### [Work task]
Could you return every line of the records below that contains the word "unpinned"?
Provided material: Begin
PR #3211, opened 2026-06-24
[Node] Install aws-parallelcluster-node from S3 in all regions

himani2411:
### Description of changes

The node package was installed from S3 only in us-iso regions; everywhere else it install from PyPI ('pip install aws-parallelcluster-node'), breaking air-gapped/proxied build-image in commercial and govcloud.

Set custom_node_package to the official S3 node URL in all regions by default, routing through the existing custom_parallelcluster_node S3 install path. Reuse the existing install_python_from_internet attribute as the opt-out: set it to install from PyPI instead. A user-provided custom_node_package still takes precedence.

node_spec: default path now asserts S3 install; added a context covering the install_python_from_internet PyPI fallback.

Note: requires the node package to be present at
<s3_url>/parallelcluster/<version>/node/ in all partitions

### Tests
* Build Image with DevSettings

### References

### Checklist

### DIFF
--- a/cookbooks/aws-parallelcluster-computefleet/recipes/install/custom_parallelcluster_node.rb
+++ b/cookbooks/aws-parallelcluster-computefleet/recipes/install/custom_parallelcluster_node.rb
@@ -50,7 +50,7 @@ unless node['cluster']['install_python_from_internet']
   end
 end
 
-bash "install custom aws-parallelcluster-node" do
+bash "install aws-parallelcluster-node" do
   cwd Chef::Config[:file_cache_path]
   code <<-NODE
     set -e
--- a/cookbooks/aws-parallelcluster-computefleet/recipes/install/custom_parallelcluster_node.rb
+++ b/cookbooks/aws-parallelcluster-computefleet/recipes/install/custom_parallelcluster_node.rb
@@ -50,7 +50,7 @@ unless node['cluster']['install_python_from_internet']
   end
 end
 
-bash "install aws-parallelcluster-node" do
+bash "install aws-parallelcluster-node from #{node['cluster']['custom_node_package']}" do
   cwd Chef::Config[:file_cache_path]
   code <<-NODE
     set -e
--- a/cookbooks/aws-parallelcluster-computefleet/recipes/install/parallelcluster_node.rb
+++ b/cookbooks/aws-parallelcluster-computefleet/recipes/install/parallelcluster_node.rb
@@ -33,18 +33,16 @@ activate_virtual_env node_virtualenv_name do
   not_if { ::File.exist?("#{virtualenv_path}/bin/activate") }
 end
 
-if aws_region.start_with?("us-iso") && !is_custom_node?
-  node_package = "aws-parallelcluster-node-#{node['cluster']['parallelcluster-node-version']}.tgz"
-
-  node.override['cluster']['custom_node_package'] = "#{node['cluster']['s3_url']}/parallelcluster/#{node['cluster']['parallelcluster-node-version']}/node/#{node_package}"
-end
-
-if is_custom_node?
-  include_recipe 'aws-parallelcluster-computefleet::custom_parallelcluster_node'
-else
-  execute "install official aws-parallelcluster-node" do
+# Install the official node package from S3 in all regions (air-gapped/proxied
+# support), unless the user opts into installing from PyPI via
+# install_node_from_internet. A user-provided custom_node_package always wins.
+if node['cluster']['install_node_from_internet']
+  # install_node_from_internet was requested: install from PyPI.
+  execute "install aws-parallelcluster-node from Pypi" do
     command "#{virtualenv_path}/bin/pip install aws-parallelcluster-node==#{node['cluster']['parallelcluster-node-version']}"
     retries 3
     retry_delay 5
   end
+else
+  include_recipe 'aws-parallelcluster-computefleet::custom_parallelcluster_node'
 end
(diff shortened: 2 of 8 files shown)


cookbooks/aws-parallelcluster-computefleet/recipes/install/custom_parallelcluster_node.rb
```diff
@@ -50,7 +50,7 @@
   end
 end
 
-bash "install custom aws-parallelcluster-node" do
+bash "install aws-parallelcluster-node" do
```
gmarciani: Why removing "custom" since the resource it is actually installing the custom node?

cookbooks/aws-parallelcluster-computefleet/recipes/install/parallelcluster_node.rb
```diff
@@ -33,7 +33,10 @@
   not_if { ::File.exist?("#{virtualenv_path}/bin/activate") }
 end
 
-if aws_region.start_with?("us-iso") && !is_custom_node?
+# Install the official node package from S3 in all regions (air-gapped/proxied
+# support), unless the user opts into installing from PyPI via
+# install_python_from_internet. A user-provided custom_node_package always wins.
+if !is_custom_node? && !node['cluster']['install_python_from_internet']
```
Provided material: End
Provided material: Begin
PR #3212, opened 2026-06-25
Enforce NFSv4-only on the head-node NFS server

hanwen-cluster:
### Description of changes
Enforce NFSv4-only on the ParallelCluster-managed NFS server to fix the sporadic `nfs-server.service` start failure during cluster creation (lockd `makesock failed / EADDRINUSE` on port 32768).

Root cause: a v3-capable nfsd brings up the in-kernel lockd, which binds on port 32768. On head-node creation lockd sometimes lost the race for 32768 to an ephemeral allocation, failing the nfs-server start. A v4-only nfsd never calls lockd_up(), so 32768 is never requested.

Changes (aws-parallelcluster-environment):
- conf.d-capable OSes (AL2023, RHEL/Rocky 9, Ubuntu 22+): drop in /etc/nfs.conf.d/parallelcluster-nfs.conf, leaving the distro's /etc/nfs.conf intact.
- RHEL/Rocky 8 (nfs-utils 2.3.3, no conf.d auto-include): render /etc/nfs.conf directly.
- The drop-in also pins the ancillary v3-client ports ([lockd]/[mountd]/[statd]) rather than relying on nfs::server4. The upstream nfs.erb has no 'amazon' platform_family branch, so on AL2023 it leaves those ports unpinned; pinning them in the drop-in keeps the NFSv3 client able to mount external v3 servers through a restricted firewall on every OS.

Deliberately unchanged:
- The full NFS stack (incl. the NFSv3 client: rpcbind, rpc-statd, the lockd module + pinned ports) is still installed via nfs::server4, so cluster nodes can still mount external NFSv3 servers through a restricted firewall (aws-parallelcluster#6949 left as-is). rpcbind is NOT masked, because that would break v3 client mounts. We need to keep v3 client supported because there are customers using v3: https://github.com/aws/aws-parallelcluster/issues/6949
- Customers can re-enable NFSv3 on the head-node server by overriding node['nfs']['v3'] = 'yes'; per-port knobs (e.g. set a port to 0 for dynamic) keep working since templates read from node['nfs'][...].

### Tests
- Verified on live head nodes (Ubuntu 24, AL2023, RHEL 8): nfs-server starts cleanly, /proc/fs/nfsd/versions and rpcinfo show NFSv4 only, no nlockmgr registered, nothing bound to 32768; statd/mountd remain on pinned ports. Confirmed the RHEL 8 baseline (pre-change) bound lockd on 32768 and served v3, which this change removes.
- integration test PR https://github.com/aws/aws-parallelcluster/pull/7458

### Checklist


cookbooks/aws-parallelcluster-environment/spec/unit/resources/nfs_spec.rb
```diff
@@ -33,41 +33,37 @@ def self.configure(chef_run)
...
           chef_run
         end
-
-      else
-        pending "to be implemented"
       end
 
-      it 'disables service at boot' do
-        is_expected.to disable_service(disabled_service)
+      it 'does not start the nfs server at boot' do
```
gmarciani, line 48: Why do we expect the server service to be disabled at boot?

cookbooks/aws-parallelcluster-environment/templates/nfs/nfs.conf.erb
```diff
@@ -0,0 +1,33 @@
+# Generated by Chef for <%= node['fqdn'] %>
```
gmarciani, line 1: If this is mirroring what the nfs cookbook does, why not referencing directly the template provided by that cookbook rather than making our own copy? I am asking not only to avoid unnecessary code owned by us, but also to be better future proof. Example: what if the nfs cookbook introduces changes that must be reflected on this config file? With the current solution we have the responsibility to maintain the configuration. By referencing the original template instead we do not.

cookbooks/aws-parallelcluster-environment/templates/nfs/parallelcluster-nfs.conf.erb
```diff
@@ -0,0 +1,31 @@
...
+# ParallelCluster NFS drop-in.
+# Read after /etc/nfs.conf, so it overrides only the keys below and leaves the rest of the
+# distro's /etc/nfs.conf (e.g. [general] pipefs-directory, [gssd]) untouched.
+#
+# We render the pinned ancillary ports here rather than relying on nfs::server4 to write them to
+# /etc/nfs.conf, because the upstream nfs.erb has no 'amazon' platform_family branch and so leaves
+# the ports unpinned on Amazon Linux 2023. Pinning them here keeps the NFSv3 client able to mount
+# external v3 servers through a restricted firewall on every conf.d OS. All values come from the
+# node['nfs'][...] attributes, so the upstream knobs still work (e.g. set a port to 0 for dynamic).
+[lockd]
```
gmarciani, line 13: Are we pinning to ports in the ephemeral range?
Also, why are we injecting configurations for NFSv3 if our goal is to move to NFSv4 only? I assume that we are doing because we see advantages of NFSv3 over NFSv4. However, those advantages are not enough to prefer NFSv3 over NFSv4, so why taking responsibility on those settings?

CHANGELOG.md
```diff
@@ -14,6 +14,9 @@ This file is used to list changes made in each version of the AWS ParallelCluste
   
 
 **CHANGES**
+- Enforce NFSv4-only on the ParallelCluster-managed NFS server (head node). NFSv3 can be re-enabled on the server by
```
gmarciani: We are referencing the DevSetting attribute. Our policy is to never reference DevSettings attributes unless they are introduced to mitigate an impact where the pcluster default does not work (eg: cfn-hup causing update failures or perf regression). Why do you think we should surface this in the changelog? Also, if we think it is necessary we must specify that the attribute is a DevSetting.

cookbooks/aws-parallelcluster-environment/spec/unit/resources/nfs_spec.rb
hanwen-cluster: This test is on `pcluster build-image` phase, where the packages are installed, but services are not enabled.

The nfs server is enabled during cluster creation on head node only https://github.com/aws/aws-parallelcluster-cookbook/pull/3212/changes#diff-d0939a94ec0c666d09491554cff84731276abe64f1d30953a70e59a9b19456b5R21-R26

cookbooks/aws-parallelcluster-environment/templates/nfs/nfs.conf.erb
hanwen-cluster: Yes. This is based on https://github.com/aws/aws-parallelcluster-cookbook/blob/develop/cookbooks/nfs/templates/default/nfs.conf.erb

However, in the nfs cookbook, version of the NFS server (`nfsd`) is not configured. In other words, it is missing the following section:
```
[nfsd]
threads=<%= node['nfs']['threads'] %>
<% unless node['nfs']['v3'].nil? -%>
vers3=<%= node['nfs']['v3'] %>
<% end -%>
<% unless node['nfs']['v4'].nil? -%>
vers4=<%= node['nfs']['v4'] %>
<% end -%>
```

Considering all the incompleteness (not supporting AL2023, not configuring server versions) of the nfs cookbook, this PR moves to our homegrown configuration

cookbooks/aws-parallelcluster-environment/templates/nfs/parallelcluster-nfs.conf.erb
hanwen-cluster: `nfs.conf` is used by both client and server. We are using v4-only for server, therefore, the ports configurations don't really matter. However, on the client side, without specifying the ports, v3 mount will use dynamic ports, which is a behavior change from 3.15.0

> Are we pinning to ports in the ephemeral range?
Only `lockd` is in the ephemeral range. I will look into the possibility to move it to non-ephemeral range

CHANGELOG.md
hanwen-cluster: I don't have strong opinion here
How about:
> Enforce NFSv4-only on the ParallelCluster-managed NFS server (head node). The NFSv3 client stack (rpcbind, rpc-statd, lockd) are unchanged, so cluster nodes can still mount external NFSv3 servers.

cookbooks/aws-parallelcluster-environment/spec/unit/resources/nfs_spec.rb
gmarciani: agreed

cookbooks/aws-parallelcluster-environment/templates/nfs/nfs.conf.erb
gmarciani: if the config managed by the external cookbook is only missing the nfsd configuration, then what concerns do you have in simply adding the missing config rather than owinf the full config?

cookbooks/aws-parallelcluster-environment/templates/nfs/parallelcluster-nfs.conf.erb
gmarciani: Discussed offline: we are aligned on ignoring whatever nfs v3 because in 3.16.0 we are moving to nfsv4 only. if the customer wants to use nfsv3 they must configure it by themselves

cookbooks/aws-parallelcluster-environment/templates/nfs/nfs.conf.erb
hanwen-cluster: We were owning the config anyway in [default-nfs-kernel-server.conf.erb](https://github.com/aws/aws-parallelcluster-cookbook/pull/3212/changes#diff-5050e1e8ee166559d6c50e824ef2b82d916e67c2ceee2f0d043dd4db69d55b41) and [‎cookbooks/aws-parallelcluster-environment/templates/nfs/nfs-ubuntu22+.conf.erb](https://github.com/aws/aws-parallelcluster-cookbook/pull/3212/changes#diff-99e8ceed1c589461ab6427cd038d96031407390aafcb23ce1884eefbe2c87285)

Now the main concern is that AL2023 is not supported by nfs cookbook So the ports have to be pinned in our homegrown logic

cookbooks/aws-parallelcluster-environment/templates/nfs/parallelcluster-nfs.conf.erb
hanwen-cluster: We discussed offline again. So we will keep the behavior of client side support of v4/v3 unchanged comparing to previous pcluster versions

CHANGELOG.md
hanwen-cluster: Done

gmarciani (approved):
Provided material: End
### [Response to this exercise]
- The drop-in also pins the ancillary v3-client ports ([lockd]/[mountd]/[statd]) rather than relying on nfs::server4. The upstream nfs.erb has no 'amazon' platform_family branch, so on AL2023 it leaves those ports unpinned; pinning them in the drop-in keeps the NFSv3 client able to mount external v3 servers through a restricted firewall on every OS.
+# the ports unpinned on Amazon Linux 2023. Pinning them here keeps the NFSv3 client able to mount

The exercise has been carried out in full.